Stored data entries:
══════

Issue #245, opened 2018-06-25
Unconsistent behavior in `word` function


pgrandinetti:
I don't get if the following behavior of the `word` function is desired, or is a bug

```
> words = "this is a very long sentence to test"
> word(words, start=-4, end=-1)  # last 4 words, OK
[1] "long sentence to test"
> word(words, start=-8, end=-1)  # OK
[1] "this is a very long sentence to test"
> word(words, start=-9, end=-1)  # OK, imho
[1] NA
> word(words, start=-10, end=-1)  # what is this?!
[1] "is a very long sentence to test" "a very long sentence to test"    "very long sentence to test"     
[4] "long sentence to test"           "sentence to test"                "to test"                        
[7] "test"    
```

hadley:
Could you please rework your reproducible example to use the [reprex package](http://reprex.tidyverse.org) ? That makes it easier to see both the input and the output, formatted in such a way that I can easily re-run in a local session.

pgrandinetti:
I guess we just need to clarify what is the behavior of the `word` function when the input argument `start` is negative and is greater than the sentence length.

From your doc:

> **start**:  integer vector giving position of first word to extract. Defaults to first word. If negative, counts backwards from last character.

But the behavior is not always clear. Sometimes I get a list as result.

If you copy this and run `reprex()` should give what you asked for (assuming that I understood what you meant!)
```
library(stringr)
library(reprex)
sentence = "this is a very long sentence to test"
word(sentence, start=-8, end=-1)  # OK
word(sentence, start=-9, end=-1)  # OK, imho because 9 > length
word(sentence, start=-10, end=-1)  # what is this, a vector?!
```

hadley:
Please include the _output_ of using reprex in the issue so I can see both the input and the output.

pgrandinetti:
```
library(stringr)
library(reprex)
sentence = "this is a very long sentence to test"
word(sentence, start=-8, end=-1)  # OK
#> [1] "this is a very long sentence to test"
word(sentence, start=-9, end=-1)  # OK, imho because 9 > length
#> [1] NA
word(sentence, start=-10, end=-1)  # what is this, a vector?!
#> [1] "is a very long sentence to test" "a very long sentence to test"   
#> [3] "very long sentence to test"      "long sentence to test"          
#> [5] "sentence to test"                "to test"                        
#> [7] "test"
```

pdelboca:
[...]

PR #282, opened 2019-02-10
Fix bug in word()

pdelboca:
Fixing unconsistent behavior described in #245 and adding some test.


tests/testthat/test-word.r
```diff
@@ -10,3 +10,9 @@ test_that("word extraction", {
 test_that("words past end return NA", {
   expect_equal(word("a b c", 4), NA_character_)
 })
+
+test_that("negative parameters", {
+  expect_equal("moon",word("walk the moon", -1, -1))
```
hadley: Can you please add the missing space before `word()`?

Also you only need the first line here as the other two test the same code path.

pdelboca: Done! 

Although I will suggest to keep the other two lines since they test a specific behavior: return all the sentence if the negative start parameter is greater than the number of words. Important to have a consistent API with `str_sub`.

Let me know if you want to remove it anyways!

pdelboca:
Made all the changes. Let me know if anything else is needed!

hadley:
Thanks!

══════

Task prompt: Go through the records above and write each one out again exactly.

Your response:
Issue #245, opened 2018-06-25
Unconsistent behavior in `word` function


pgrandinetti:
I don't get if the following behavior of the `word` function is desired, or is a bug

```
> words = "this is a very long sentence to test"
> word(words, start=-4, end=-1)  # last 4 words, OK
[1] "long sentence to test"
> word(words, start=-8, end=-1)  # OK
[1] "this is a very long sentence to test"
> word(words, start=-9, end=-1)  # OK, imho
[1] NA
> word(words, start=-10, end=-1)  # what is this?!
[1] "is a very long sentence to test" "a very long sentence to test"    "very long sentence to test"     
[4] "long sentence to test"           "sentence to test"                "to test"                        
[7] "test"    
```

hadley:
Could you please rework your reproducible example to use the [reprex package](http://reprex.tidyverse.org) ? That makes it easier to see both the input and the output, formatted in such a way that I can easily re-run in a local session.

pgrandinetti:
I guess we just need to clarify what is the behavior of the `word` function when the input argument `start` is negative and is greater than the sentence length.

From your doc:

> **start**:  integer vector giving position of first word to extract. Defaults to first word. If negative, counts backwards from last character.

But the behavior is not always clear. Sometimes I get a list as result.

If you copy this and run `reprex()` should give what you asked for (assuming that I understood what you meant!)
```
library(stringr)
library(reprex)
sentence = "this is a very long sentence to test"
word(sentence, start=-8, end=-1)  # OK
word(sentence, start=-9, end=-1)  # OK, imho because 9 > length
word(sentence, start=-10, end=-1)  # what is this, a vector?!
```

hadley:
Please include the _output_ of using reprex in the issue so I can see both the input and the output.

pgrandinetti:
```
library(stringr)
library(reprex)
sentence = "this is a very long sentence to test"
word(sentence, start=-8, end=-1)  # OK
#> [1] "this is a very long sentence to test"
word(sentence, start=-9, end=-1)  # OK, imho because 9 > length
#> [1] NA
word(sentence, start=-10, end=-1)  # what is this, a vector?!
#> [1] "is a very long sentence to test" "a very long sentence to test"   
#> [3] "very long sentence to test"      "long sentence to test"          
#> [5] "sentence to test"                "to test"                        
#> [7] "test"
```

pdelboca:
[...]

PR #282, opened 2019-02-10
Fix bug in word()

pdelboca:
Fixing unconsistent behavior described in #245 and adding some test.


tests/testthat/test-word.r
```diff
@@ -10,3 +10,9 @@ test_that("word extraction", {
 test_that("words past end return NA", {
   expect_equal(word("a b c", 4), NA_character_)
 })
+
+test_that("negative parameters", {
+  expect_equal("moon",word("walk the moon", -1, -1))
```
hadley: Can you please add the missing space before `word()`?

Also you only need the first line here as the other two test the same code path.

pdelboca: Done! 

Although I will suggest to keep the other two lines since they test a specific behavior: return all the sentence if the negative start parameter is greater than the number of words. Important to have a consistent API with `str_sub`.

Let me know if you want to remove it anyways!

pdelboca:
Made all the changes. Let me know if anything else is needed!

hadley:
Thanks!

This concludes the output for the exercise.